Combining big data with citizen science provide answers to problems with terrestrial invasive species.
Credit: Blair Cowie/Wits University
Researchers at Wits University in Johannesburg, South Africa, have created the world’s first framework, to better guide the management of terrestrial invasive species.
By using a big data approach and combining information from the South African National Census of 2011, with the South African Plant Invaders Atlas, the researchers found a way to prioritise targets in the control of invasive species. This will ensure the greatest benefits for both the environment and rural communities.
“South Africa spends R1,5 billion per year on controlling invasive species and while the country is really at the forefront alien species control in the world, we still have a wicked problem,” says lead author, Dr Chevonne Reynolds, a lecturer at Wits University. “However, by using our new framework, we can now target invasive control activities by prioritising localities that are most impacted. Typically, these are the poorest municipalities in the country.”
Invasive species cost South Africa’s economy R6,5 billion in damage from fire, loss of viable land and drinking water. These weeds also threaten our biodiversity and ecosystem services. as
The main finding of the research, published in the journal Ecosystem Services, shows that poorer rural communities are the most heavily impacted by the negative effects of invasive weeds.
“We looked at the livelihoods of people on a national level, what their household income is and how they use natural resources to aid or supplement their daily living need, and then examined how this is affected by invasive species,” says Reynolds.
While invasive species have both positive and negative impacts on the environment and communities, the team weighed up these trade-offs for a variety of invasive species to find their overall impact on the livelihoods of all South Africans.

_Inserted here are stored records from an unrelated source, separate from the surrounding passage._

Issue #485, opened 2023-10-19
Support rendering stroked/outlined text


iamralpht:
Stroked or outlined text is used fairly frequently in instrument cluster designs (e.g. for word-based telltales where background contrast is important). Currently DesignCompose supports a single shadow on text, but not stroking or outlining. It looks like Jetpack Compose added support for stroking text in 1.4.0 by adding a `drawStyle` field to the text style object, so hopefully we can just expose that.

yiqunw700:
Added basic support for text stroke: solid, centered text stroke for both non-squoosh and squoosh render.

PR #1379, opened 2024-07-17
Add simple text stroke support

yiqunw700:
Ticket: #485
- Right now only center aligned, solid(non-dash) stroke works as expected.
- Works with squoosh.
- Works with mixed styles (different fills) for single text node.


iamralpht:
Looks good! Can you also add support for this in Squoosh - it will have the same constraints since the Compose `Paragraph.paint` also just takes a `DrawStyle` to control stroke vs fill.

designcompose/src/main/java/com/android/designcompose/DesignText.kt
```diff
@@ -357,9 +363,33 @@ internal fun DesignText(
                     }
                 )
             } else {
+                var textLayoutResult: TextLayoutResult? = null
                 BasicText(
                     annotatedText,
-                    modifier = textModifier,
+                    onTextLayout = { result ->
+                        textLayoutResult = result
```
iamralpht, line 370: Oh, I didn't know we could get text layouts like this -- maybe this would also let us support text shadows better, too!

integration-tests/validation/src/testDebug/roborazzi/RenderAllExamples/Fancy-Fills.png
iamralpht, line 1: Funny that the "WordArt" line break changed. This is the way it's meant to be, but I don't know which change in this PR fixed it.

integration-tests/validation/src/main/java/com/android/designcompose/testapp/validation/examples/FancyFillTest.kt
```diff
@@ -33,3 +36,10 @@ interface FancyFillTest {
 fun FancyFillTest() {
     FancyFillTestDoc.MainFrame(onTap = { Log.e("onTap", "frame clicked!") })
 }
+
+@Composable
+fun SquooshFancyFillTest() {
```
iamralpht, line 41: Is this referenced from the AllRenderTests file? Ok to do so later -- I think we should probably add a "Squoosh switch" to the validation app so we don't have to write these anymore... (Maybe doing this would be better than updating AllRenderTests...)

iamralpht (approved):

designcompose/src/main/java/com/android/designcompose/DesignText.kt
```diff
@@ -244,10 +249,11 @@ internal fun DesignText(
 
     val textBrushAndOpacity =
         style.node_style.text_color.asBrush(document, density.density, variableState)
+
     val textStyle =
         @OptIn(ExperimentalTextApi::class)
         TextStyle(
-            brush = customBrush ?: textBrushAndOpacity?.first,
+            brush = customBrush ?: textBrushAndOpacity?.first ?: SolidColor(Color.Transparent),
```
rylin8, line 256: What does this change solve?

crates/figma_import/src/toolkit_style.rs
```diff
@@ -433,7 +433,7 @@ pub struct NodeStyle {
 impl Default for NodeStyle {
     fn default() -> NodeStyle {
         NodeStyle {
-            text_color: Background::Solid(ColorOrVar::Color(Color::from_u8s(0, 0, 0, 255))),
+            text_color: Background::None,
```
rylin8, line 436: Why'd this change?

designcompose/src/main/java/com/android/designcompose/DesignText.kt
rylin8: So you have to wait for the text layout result here, and then use that in the modifier below? That's confusing to me.

integration-tests/validation/src/testDebug/roborazzi/RenderAllExamples/Fancy-Fills.png
yiqunw700: I changed the layout for the "WordArt" from **_AutoHeight_** to **_AutoWidth_** in the figma file.

integration-tests/validation/src/main/java/com/android/designcompose/testapp/validation/examples/FancyFillTest.kt
yiqunw700: Filed ticket #1384 to track this.

Right now I am just changing it manually from FancyFillTest to SquooshFancyFillTest in the AllExamples file and rebuild to test.

designcompose/src/main/java/com/android/designcompose/DesignText.kt
iamralpht: I think text layout happens before the draw modifier is executed, so there should always be a valid layout. It might be worth logging if there isn't (although perhaps empty strings don't generate a layout? Then the log could be annoying).

crates/figma_import/src/toolkit_style.rs
yiqunw700: The text only with strokes doesn't have a fill. But this defaults to solid black and will draw the fill as black color. So I changed it to default to `None`.

designcompose/src/main/java/com/android/designcompose/DesignText.kt
yiqunw700: When the brush is null, it also draws the text black. So I have to set it to transparent color to draw nothing visually.

rylin8 (approved):

designcompose/src/main/java/com/android/designcompose/DesignText.kt
yiqunw700: In my understanding, this is how it works: 

When the text view is drawn on the canvas, it will measure -> layout -> draw.
- Then when it layouts, it will call the `onTextLayout` callback and we capture the `textLayoutResult`.
- Then when it draws, it calls the `Modifier.drawWithContent` and it can use the  `textLayoutResult` to draw the strokes.

I tried to set drawStyle to the TextStyle but it can only take one brush so it will not be able to draw the fill and stroke at the same time.
Other options is put two BasicText one on top of another. This solution is the best way I've gotten so far.

Issue #1384, opened 2024-07-19
Toggle for squoosh on/off in validation app


yiqunw700:
Worked on some rendering improvements which need to test both default impl and squoosh impl too. Right now I am just changing it manually in the AllExamples file and rebuild to test.

PR #1385, opened 2024-07-20
Create a squoosh toggle for validation app

yiqunw700:
Fixes: #1384 

1. Breaks all examples into 3 category: works only with squoosh, works only with default renderer, works with both.
2. Updates the main activity to include a switch to toggle squoosh renderer on/off. 
Screenshot 2024-07-22 at 16 34 52

3. Updates roborazzi to capture squoosh screenshots too for examples working with both renderers.


timothyfroehlich (approved):
Overall I think this change looks good, though I don't think we should add extra overlays in the example display area. Could you move the Squoosh toggle to be above the list of examples?

integration-tests/validation/src/main/java/com/android/designcompose/testapp/validation/examples/AllExamples.kt
```diff
@@ -109,3 +76,40 @@ val EXAMPLES: ArrayList<Triple<String, @Composable () -> Unit, String?>> =
...
+            { RecursiveCustomizations() },
+            RecursiveCustomizationsDoc.javaClass.name
+        ),
+        Triple("Shared Customization", { ModuleExample() }, ModuleExampleDoc.javaClass.name),
+        Triple(
+            "Variant Interactions",
+            { VariantInteractionsTest() },
+            VariantInteractionsTestDoc.javaClass.name
+        ),
+    )
```
rylin8, line 115: Did you manually test each validation test in squoosh and non-squoosh mode to see which ones squoosh had problems with?

rylin8 (commented):
So for the set of tests that we do in both squoosh and non-squoosh we don't compare their PNGs yet, correct?

yiqunw700:
> So for the set of tests that we do in both squoosh and non-squoosh we don't compare their PNGs yet, correct?

No we don't compare yet.

integration-tests/validation/src/main/java/com/android/designcompose/testapp/validation/examples/AllExamples.kt
yiqunw700: I did test each validation test but I didn't looked deep into the differences.
Squoosh only tests have the two tests for animations and default collection has those with list/grid layout which squoosh doesn't support yet.
The set we do in both squoosh and non-squoosh, there are still some differences which I believe there are bugs with squoosh there: for example squoosh doesn't cut off the texts into two lines with the Text Elide test.

rylin8: Got it. Would be nice to get a comparison of squoosh against non-squoosh sometime, and I know @iamralpht started a doc with a table describing what is different or broken in squoosh. Not for this PR though.

rylin8 (approved):

yiqunw700:
> Overall I think this change looks good, though I don't think we should add extra overlays in the example display area. Could you move the Squoosh toggle to be above the list of examples?

Done.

For instance, people use the fruit of the prickly pear cactus (Opuntia ficus-indica) to supplement their diet and income. However, because it aggressively invades grassland it makes pastures unsuitable for livestock, while also competing for water and other resources. So, overall it has a negative impact on the affected community.
The team combined data on household incomes and their use of natural resource (provisioning ecosystem services) for all municipalities in South Africa, with the distribution data of 57 invasive weeds establish which communities are most affected.
“We found that poorer rural communities are the most impacted by invasive species, as these people make most use of natural resources on a day-to-day basis,” says Reynolds. “Their ability to make a living is severely restricted by the invasion of alien species in their environments.”
Some of the worst affected municipalities are Port St Johns, Nyandeni, King Sabata Dalindyebo and Mbhashe municipalities all in the Eastern Cape. Stellenbosch and Knysna are the municipalities with the highest diversity of invasive weeds but depend less on natural resources.
“What we have done is create a framework for government to direct efforts to eradicate invasive species more effectively, by targeting municipalities where both people and the environment are most at risk,” says Reynolds. “Our model can also be used and adapted for other countries with a similar problem, where the novel approach of combining big data with citizen science can provide answers to problems.”